REQUIREMENT: Write only the number of lines in the records beneath that hold "null".

(Collection entries)
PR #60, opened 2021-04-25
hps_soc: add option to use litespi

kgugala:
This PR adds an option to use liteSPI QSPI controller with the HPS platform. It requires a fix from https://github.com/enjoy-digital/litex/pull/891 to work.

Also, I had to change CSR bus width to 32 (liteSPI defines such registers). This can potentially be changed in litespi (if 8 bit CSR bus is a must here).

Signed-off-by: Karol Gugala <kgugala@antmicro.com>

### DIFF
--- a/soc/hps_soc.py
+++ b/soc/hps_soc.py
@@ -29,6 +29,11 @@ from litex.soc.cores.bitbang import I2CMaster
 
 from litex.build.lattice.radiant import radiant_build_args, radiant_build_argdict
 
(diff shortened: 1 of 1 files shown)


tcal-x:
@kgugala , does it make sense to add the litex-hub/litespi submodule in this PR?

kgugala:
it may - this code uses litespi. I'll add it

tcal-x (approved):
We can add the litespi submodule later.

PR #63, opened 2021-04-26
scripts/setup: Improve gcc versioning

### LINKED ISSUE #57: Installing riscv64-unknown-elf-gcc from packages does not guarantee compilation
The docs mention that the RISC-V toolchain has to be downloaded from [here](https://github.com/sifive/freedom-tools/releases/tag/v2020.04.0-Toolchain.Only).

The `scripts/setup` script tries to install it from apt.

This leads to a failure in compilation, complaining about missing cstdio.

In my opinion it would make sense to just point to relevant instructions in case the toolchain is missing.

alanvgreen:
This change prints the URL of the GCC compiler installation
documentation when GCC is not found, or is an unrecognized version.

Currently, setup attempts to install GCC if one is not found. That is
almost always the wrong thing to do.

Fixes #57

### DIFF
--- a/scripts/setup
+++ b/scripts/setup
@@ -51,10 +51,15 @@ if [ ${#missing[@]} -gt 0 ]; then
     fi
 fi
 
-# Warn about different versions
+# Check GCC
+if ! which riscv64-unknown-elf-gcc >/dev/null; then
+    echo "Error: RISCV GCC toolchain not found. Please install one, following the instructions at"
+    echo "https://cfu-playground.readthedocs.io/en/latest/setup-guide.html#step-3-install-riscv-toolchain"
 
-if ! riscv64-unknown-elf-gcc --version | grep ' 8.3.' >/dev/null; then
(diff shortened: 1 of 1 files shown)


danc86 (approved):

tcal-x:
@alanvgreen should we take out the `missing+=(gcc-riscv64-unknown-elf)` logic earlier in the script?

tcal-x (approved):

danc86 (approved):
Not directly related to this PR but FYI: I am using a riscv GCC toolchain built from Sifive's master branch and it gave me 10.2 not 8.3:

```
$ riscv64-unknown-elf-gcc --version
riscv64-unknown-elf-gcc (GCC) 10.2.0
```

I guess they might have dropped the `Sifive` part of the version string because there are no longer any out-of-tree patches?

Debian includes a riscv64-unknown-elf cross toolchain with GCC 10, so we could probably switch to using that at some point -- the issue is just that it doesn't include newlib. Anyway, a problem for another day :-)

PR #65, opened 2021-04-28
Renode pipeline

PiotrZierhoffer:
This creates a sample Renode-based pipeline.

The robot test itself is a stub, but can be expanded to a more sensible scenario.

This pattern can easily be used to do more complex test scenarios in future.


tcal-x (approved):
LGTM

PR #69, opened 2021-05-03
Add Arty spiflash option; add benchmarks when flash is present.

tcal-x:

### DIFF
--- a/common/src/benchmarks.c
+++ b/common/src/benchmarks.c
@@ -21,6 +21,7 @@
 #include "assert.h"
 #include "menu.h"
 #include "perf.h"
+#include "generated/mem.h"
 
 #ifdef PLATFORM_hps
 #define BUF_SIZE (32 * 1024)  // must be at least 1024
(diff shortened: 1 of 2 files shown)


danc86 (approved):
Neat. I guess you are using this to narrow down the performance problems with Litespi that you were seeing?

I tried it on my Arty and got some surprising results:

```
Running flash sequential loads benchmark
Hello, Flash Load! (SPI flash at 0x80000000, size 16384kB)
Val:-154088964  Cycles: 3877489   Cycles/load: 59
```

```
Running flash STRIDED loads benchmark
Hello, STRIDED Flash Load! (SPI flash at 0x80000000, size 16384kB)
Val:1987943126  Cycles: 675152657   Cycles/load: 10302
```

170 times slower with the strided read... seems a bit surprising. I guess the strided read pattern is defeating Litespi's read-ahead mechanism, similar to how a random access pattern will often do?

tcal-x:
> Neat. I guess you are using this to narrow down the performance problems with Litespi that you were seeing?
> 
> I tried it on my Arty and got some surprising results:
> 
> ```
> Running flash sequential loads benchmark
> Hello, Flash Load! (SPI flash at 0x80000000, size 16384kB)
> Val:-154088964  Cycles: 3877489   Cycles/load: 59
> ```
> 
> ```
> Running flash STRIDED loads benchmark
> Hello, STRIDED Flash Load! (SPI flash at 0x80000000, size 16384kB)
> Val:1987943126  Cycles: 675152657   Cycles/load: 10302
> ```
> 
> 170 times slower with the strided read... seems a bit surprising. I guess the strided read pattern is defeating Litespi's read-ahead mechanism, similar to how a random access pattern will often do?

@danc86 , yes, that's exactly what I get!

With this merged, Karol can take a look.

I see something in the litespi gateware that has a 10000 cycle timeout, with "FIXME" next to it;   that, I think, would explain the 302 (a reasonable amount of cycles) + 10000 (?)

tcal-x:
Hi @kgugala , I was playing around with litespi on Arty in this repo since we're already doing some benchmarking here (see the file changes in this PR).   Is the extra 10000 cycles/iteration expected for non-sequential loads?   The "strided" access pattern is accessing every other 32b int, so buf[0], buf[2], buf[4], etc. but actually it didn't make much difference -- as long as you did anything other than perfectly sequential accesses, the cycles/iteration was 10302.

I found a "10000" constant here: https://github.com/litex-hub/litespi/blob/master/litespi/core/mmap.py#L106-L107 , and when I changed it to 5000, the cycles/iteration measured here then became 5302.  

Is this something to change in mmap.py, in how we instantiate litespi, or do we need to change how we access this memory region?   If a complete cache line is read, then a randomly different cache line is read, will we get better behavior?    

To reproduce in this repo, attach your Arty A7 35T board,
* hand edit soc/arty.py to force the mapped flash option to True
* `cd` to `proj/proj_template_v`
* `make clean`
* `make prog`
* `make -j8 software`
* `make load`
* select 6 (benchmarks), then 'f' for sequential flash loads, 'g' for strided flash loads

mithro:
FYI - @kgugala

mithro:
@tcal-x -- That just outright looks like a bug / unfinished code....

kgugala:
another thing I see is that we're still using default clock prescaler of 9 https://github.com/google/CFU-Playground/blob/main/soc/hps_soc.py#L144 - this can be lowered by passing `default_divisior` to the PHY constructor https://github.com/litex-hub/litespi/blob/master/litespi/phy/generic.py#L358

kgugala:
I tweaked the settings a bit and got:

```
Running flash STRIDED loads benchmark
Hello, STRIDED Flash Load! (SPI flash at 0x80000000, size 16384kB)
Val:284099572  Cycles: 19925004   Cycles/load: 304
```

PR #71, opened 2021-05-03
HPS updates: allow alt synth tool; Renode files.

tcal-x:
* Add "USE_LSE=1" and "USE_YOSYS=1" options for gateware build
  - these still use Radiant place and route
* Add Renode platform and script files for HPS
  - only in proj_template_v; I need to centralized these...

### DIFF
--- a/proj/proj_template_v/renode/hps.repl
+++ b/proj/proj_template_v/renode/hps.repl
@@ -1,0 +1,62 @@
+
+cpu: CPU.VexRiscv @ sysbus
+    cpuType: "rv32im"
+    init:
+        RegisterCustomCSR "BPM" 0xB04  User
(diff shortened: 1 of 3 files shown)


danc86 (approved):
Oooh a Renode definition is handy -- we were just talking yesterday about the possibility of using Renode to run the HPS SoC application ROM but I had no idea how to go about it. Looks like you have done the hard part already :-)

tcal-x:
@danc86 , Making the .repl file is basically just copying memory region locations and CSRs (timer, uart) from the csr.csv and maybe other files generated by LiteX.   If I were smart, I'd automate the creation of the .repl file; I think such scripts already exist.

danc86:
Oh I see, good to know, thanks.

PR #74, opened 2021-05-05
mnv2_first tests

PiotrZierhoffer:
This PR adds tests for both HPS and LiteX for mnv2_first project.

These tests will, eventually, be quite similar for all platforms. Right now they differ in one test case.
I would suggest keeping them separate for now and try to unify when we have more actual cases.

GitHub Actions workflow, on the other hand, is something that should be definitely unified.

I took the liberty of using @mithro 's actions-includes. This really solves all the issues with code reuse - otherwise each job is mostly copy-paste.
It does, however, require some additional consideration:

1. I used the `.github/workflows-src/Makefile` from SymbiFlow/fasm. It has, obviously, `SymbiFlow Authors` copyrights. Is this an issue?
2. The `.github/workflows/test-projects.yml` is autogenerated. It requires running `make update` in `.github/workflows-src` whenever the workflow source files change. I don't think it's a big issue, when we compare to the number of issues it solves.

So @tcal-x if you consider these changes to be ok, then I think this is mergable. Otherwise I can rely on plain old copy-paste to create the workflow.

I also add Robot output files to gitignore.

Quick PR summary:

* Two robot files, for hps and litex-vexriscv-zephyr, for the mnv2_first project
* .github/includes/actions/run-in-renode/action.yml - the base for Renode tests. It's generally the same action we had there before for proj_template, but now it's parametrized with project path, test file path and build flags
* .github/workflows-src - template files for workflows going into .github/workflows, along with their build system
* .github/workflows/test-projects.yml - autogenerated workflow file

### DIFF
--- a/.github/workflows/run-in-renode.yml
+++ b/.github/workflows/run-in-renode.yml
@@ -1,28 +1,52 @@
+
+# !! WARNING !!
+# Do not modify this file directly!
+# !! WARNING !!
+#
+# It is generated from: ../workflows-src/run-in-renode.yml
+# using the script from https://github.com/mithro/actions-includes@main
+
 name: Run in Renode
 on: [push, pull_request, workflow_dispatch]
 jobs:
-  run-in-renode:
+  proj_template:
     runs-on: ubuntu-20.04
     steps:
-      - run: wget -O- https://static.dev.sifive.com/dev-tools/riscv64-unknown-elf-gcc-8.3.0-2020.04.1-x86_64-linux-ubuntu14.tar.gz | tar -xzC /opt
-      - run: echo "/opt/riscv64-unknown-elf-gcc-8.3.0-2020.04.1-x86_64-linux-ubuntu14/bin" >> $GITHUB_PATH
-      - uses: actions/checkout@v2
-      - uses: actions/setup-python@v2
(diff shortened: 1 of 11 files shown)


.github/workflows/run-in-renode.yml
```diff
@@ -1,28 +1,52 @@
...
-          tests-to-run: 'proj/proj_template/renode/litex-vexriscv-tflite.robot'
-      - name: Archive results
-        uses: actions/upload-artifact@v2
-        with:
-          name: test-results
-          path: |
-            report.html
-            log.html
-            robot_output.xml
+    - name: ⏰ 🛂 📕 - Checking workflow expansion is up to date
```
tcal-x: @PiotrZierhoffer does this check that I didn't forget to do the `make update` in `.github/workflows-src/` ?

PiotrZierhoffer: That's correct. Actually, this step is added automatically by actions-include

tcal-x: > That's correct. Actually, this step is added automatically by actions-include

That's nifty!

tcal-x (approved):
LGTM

* * *

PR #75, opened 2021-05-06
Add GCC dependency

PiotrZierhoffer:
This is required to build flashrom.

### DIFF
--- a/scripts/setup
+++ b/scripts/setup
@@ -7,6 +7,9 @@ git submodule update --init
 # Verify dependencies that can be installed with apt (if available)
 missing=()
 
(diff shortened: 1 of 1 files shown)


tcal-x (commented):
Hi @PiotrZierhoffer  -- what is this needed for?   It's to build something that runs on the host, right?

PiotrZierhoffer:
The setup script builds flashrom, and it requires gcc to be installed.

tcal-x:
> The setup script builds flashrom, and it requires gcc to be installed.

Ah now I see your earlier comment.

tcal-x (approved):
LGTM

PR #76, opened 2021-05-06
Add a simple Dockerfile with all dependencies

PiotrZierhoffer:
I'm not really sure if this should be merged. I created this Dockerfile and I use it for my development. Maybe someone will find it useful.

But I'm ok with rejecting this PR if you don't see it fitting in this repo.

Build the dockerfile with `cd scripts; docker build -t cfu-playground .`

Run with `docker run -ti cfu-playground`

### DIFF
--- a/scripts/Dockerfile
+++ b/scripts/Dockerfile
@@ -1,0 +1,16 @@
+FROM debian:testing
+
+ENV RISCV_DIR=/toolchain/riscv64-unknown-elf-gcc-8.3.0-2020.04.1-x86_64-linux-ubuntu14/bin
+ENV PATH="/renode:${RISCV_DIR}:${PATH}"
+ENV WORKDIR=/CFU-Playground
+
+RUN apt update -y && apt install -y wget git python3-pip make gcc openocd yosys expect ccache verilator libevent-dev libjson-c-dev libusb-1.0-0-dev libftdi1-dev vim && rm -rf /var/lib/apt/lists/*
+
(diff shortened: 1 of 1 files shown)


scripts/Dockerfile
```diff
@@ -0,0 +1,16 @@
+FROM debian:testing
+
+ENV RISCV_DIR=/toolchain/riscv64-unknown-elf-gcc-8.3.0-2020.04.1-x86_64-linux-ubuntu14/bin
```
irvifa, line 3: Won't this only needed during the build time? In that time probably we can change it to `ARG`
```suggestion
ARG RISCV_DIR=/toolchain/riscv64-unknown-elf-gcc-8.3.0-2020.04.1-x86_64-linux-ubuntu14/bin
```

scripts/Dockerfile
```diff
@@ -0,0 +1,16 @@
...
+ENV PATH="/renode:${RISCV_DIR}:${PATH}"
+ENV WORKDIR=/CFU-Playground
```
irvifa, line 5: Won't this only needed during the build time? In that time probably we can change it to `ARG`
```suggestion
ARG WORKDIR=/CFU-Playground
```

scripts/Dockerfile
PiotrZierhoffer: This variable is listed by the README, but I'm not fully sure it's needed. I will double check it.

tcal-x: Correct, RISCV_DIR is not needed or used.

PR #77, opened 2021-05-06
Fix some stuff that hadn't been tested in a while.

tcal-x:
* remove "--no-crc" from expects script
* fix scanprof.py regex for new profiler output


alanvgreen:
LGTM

---

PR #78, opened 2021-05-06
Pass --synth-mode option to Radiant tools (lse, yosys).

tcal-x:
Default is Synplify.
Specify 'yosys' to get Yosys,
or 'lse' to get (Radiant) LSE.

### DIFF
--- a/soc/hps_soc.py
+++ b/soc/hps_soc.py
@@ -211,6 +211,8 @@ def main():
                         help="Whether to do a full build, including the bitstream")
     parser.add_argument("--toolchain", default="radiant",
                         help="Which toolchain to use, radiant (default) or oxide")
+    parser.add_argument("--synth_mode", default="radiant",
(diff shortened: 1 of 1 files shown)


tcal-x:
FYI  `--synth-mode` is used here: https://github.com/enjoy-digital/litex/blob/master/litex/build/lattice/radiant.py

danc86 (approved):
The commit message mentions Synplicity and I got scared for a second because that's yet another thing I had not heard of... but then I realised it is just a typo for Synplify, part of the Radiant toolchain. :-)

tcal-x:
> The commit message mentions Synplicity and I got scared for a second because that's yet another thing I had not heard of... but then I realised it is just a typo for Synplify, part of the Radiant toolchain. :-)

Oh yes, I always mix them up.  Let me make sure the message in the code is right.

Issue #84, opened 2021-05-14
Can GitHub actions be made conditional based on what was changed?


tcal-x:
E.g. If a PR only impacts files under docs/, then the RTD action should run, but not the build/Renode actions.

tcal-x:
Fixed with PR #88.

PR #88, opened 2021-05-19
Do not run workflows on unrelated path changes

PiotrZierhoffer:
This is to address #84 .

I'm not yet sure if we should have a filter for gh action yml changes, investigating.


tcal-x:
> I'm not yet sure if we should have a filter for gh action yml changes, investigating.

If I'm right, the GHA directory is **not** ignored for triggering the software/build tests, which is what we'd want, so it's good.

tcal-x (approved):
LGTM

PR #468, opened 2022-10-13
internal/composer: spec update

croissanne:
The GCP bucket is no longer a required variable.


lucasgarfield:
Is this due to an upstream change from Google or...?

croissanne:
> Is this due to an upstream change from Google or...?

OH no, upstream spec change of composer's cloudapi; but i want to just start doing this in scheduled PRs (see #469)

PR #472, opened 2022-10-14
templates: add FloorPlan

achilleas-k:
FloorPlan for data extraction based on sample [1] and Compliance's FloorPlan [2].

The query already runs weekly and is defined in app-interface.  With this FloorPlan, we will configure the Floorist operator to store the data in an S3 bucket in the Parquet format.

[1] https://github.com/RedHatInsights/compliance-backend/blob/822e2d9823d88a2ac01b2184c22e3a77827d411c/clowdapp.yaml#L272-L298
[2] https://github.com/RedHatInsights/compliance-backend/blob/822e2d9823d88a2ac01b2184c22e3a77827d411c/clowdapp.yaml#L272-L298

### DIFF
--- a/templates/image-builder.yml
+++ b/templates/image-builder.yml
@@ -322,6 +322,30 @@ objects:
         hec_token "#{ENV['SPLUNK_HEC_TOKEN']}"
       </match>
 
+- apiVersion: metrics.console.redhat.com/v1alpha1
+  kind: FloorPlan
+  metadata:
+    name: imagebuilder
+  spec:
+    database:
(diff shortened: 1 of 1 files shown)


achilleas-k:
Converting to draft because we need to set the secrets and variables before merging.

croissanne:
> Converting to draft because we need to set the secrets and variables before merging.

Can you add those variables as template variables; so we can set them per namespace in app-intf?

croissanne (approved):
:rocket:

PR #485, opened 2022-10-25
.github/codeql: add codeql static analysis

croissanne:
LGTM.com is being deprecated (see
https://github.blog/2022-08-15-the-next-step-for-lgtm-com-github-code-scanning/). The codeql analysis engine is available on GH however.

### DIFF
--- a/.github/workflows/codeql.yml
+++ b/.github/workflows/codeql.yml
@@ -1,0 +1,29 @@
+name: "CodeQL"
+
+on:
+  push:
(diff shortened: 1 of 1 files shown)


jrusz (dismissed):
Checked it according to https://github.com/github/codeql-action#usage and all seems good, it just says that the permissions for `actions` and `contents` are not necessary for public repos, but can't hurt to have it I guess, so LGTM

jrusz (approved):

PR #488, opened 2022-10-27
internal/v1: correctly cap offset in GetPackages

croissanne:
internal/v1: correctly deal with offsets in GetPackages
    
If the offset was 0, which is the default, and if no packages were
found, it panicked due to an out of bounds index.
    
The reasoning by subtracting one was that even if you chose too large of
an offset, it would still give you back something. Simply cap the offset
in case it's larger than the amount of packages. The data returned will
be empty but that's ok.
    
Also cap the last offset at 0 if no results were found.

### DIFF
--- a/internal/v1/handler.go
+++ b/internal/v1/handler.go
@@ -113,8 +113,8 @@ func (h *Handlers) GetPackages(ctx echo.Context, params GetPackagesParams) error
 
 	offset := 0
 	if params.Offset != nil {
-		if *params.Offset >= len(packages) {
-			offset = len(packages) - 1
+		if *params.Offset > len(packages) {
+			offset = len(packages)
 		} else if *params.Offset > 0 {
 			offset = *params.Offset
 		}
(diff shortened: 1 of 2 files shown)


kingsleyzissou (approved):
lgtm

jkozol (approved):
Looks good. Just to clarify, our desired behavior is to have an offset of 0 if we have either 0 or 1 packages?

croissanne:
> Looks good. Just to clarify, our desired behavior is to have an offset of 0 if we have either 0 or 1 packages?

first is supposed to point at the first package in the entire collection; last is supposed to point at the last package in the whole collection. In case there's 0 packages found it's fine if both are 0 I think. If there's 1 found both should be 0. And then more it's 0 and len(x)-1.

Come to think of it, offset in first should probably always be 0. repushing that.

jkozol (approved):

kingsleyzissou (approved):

WRITTEN SOLUTION: 2